• TASK PROMPT:
Print the data in full, exactly as it reads.

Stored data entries

■ ■ ■ ■ ■ ■ ■

PR #70, opened 2018-09-12
Update Service Worker automatically with optional opt-out.

### LINKED ISSUE #35: Facilitate notifying user of updated service worker
An updated service worker defers activating until all existing client windows have gone away (e.g. via reloading browser). There should perhaps be a way to notify the user that updates are available without requiring them to have DevTools open. Such an update prompt is common on web apps, and having a standardized notice in WordPress would probably be a good idea.

In the admin the notice could be shown as an admin notice. On the frontend maybe there is no standard way to show the notice, other than to display something in the admin bar. But this isn't shown to logged-out users.

Read more about the lifecycle at https://developers.google.com/web/fundamentals/primers/service-workers/lifecycle#waiting

miina:
Fixes #35.

This PR aims to:
- Add admin notification if service worker can be updated;
- Add notification to admin bar if service worker can be updated;
- Updates the service worker and reloads the page in case of clicking on the action link in the notification;
- Does all this for logged in user only.

TODO:
- [ ] Design for the frontend notification;
- [ ] Review and if needed refactor the code to match the WP structure better, perhaps use class methods.
- [ ] Test.
- [ ] Update `AMP_Service_Worker` to enable `clientsClaim` and `skipWaiting`.


miina:
Currently the notifications look like this:
- Admin:
screen shot 2018-09-13 at 12 36 23 pm

- Frontend desktop:
screen shot 2018-09-13 at 12 57 49 pm

- Frontend mobile:
screen shot 2018-09-13 at 12 57 40 pm

 As can be seen the frontend notification is quite similar to the admin notice at this moment, is this OK or should we create something different? Thoughts, @westonruter?

westonruter:
What about _inside_ the admin bar itself? Or is the thought that the notice should be shown even when the admin bar is not shown?

westonruter:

■ ■ ■ ■ ■ ■ ■

• ANSWER TO THE EXERCISE:
PR #70, opened 2018-09-12
Update Service Worker automatically with optional opt-out.

### LINKED ISSUE #35: Facilitate notifying user of updated service worker
An updated service worker defers activating until all existing client windows have gone away (e.g. via reloading browser). There should perhaps be a way to notify the user that updates are available without requiring them to have DevTools open. Such an update prompt is common on web apps, and having a standardized notice in WordPress would probably be a good idea.

In the admin the notice could be shown as an admin notice. On the frontend maybe there is no standard way to show the notice, other than to display something in the admin bar. But this isn't shown to logged-out users.

Read more about the lifecycle at https://developers.google.com/web/fundamentals/primers/service-workers/lifecycle#waiting

miina:
Fixes #35.

This PR aims to:
- Add admin notification if service worker can be updated;
- Add notification to admin bar if service worker can be updated;
- Updates the service worker and reloads the page in case of clicking on the action link in the notification;
- Does all this for logged in user only.

TODO:
- [ ] Design for the frontend notification;
- [ ] Review and if needed refactor the code to match the WP structure better, perhaps use class methods.
- [ ] Test.
- [ ] Update `AMP_Service_Worker` to enable `clientsClaim` and `skipWaiting`.


miina:
Currently the notifications look like this:
- Admin:
screen shot 2018-09-13 at 12 36 23 pm

- Frontend desktop:
screen shot 2018-09-13 at 12 57 49 pm

- Frontend mobile:
screen shot 2018-09-13 at 12 57 40 pm

 As can be seen the frontend notification is quite similar to the admin notice at this moment, is this OK or should we create something different? Thoughts, @westonruter?

westonruter:
What about _inside_ the admin bar itself? Or is the thought that the notice should be shown even when the admin bar is not shown?

westonruter:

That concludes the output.